*** Opening Given data ***

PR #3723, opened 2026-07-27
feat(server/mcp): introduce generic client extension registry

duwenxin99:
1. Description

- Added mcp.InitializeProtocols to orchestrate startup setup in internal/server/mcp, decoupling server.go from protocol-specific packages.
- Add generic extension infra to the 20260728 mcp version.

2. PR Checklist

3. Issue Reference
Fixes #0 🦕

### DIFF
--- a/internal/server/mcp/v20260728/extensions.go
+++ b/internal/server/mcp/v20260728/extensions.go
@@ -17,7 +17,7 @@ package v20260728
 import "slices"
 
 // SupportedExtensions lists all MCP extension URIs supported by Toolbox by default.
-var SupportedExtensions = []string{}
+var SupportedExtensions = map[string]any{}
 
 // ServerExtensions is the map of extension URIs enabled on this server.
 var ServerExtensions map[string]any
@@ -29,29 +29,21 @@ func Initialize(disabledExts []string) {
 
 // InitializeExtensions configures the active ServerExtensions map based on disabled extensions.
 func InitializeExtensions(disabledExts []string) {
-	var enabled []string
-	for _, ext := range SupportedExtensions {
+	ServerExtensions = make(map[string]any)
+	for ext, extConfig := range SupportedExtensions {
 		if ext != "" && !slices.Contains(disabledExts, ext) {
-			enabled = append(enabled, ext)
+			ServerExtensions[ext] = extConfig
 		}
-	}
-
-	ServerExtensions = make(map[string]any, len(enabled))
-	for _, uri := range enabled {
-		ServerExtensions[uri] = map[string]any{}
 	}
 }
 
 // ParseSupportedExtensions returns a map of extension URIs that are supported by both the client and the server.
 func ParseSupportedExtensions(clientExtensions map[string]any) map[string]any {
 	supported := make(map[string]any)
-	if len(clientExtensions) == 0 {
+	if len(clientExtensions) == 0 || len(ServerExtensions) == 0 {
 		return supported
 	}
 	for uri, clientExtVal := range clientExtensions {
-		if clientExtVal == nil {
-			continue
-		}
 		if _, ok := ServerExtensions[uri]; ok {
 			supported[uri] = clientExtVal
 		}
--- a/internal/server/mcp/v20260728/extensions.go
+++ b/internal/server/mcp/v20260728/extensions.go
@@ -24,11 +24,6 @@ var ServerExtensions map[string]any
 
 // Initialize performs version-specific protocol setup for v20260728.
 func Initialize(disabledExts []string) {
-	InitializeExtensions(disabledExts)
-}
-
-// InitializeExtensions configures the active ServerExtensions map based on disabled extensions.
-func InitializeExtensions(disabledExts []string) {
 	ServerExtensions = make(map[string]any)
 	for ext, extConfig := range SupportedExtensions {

*** Closing Given data ***
*** Opening Given data ***

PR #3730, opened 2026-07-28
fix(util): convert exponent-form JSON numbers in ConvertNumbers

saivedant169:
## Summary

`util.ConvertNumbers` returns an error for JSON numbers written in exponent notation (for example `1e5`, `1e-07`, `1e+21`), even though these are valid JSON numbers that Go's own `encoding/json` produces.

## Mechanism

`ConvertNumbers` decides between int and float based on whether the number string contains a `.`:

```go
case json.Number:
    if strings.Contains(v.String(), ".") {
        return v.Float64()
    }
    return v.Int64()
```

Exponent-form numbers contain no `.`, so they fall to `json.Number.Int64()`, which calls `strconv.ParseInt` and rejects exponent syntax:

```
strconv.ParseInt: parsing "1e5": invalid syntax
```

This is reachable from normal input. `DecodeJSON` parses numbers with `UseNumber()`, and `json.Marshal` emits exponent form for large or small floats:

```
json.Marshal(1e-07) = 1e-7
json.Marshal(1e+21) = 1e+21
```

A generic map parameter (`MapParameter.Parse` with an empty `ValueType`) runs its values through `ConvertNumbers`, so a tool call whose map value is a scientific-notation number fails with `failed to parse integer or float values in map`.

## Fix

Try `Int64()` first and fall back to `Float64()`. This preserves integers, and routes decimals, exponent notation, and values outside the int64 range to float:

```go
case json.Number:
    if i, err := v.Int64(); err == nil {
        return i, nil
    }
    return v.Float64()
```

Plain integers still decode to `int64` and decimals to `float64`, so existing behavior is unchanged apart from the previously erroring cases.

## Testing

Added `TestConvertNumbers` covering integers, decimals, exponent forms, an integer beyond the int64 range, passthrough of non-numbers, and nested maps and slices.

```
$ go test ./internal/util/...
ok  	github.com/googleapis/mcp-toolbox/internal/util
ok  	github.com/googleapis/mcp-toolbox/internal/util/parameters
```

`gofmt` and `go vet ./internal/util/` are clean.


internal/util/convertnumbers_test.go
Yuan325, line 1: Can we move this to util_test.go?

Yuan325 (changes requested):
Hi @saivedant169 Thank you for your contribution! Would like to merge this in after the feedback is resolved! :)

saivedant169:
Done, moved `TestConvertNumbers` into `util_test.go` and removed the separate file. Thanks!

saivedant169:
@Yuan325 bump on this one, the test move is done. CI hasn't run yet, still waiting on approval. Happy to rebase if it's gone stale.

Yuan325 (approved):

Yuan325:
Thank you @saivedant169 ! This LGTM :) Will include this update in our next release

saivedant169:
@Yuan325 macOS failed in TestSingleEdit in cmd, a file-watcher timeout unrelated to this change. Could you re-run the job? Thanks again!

*** Closing Given data ***
*** Opening Given data ***

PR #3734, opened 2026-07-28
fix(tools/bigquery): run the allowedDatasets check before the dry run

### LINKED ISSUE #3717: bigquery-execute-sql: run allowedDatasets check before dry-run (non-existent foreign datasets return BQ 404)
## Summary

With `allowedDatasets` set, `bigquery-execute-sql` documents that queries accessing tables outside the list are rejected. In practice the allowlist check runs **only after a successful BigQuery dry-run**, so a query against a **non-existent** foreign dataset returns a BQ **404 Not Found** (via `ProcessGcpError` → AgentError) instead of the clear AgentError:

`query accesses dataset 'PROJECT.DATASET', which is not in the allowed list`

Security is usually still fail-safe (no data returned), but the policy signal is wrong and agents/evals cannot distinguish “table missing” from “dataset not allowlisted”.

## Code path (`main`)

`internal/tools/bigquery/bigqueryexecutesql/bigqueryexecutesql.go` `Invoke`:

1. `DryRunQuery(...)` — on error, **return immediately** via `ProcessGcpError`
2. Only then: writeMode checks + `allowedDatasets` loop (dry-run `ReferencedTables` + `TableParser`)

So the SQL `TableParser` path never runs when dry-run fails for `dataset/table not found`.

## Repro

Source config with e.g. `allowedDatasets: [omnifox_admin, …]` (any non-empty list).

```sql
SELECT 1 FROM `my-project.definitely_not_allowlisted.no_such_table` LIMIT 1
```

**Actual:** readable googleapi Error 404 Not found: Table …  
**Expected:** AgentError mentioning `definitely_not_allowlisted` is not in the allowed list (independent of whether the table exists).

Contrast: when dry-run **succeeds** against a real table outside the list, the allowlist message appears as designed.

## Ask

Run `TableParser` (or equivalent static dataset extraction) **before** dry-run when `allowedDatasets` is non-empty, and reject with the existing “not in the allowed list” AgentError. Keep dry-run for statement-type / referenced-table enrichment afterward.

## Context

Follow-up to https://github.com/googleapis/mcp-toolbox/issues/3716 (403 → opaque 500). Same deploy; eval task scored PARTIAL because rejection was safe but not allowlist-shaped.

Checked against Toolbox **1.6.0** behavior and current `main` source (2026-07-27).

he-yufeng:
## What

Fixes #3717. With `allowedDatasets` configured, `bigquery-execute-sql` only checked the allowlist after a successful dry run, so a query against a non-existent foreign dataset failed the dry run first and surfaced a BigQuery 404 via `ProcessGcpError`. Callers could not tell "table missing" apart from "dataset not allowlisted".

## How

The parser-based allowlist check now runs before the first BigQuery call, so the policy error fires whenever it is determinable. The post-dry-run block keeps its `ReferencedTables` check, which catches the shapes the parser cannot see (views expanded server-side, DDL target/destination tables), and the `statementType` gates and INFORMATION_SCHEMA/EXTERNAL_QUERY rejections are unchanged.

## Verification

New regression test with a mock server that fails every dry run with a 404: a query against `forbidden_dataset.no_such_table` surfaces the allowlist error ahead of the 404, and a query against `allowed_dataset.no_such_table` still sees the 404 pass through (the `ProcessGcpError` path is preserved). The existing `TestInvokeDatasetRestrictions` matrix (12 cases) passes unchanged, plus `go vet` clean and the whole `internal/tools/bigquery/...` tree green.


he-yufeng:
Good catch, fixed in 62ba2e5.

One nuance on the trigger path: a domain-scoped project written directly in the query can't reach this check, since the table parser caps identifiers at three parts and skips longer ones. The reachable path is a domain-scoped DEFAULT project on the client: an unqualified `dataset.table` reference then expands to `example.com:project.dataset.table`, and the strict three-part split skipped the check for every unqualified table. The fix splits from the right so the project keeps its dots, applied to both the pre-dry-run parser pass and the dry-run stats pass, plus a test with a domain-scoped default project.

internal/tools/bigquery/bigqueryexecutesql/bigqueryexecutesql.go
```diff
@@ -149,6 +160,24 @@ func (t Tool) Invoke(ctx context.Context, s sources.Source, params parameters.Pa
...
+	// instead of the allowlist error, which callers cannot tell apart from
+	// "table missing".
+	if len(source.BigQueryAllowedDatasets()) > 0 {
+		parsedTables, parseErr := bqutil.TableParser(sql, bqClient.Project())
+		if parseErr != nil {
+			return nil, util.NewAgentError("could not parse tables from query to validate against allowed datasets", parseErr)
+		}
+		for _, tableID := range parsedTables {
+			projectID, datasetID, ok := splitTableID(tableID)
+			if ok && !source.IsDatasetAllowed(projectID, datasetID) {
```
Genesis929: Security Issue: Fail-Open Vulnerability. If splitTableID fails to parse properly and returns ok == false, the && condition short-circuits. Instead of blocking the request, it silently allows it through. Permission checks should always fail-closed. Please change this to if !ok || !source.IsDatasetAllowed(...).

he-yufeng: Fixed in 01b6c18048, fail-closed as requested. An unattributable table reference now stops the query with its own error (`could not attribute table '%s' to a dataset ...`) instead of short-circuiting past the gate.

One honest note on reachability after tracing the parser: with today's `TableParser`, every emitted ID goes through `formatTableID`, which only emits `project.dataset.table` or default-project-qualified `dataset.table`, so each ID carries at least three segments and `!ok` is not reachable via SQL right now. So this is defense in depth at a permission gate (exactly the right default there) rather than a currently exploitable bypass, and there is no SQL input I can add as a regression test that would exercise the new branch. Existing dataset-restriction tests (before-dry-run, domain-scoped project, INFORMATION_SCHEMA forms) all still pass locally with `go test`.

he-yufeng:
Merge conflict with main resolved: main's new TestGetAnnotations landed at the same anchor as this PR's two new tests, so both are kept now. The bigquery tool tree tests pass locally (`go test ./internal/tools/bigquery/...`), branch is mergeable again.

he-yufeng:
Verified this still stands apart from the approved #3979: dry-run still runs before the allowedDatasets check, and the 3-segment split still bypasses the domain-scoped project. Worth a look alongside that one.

*** Closing Given data ***

Work item: Check each line of the records above, and copy those that hold the word "Added".

Result of this task:
- Added mcp.InitializeProtocols to orchestrate startup setup in internal/server/mcp, decoupling server.go from protocol-specific packages.
Added `TestConvertNumbers` covering integers, decimals, exponent forms, an integer beyond the int64 range, passthrough of non-numbers, and nested maps and slices.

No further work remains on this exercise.